This statement is not true; in a tetrahedron, for example, every vertex has valence 3. In fact, this statement isn't true of any surface of genus 0 (i.e., any surface that can be deformed into a sphere): any triangulation on such a surface would have 3V - 6 edges, so the average valence would be 2E/V = (6V - 12) / V < 6. That said, the average valence does approach 6 as the number of vertices increases. keenan

@dvanmali No, there is no rule that always produces the best mesh, because the notion of "best" depends on what the mesh will be used for. Here we're presenting two different notions of local "goodness," namely (i) satisfying the Delaunay condition at each edge or (ii) exhibiting regular degree at each vertex.
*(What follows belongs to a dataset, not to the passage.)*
Issue #94, opened 2025-07-30
Use emissions reported under the Safeguard Mechanism (SGA)


aethr:
## The motivation

Australia has introduced legislation which requires large emitters to report their emissions for every facility which emits [more than 100,000 tonnes of carbon dioxide equivalent (CO2-e) per year](https://www.dcceew.gov.au/climate-change/emissions-reporting/national-greenhouse-energy-reporting-scheme/safeguard-mechanism#toc_1). These facilities cover multiple sectors, but are mostly in the mining, oil & gas, and waste sectors.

The Delaunay condition can provide very good behavior in contexts where one wants to solve equations on surfaces (e.g., physical simulation or various geometry processing tasks); regular vertex degree can be valuable for things like mitigating artifacts in subdivision schemes. In general, these two critera may not be compatible, i.e., the Delaunay triangulation may have many vertices of irregular degree, and a triangulation of regular vertex degree may have many non-Delaunay edges. There is no free lunch. keenan

@mdsavage Yes, you are absolutely right. The "FACT" is that the average vertex degree approaches 6 as the number of elements approaches infinity. This could be spelled out more clearly on the slide.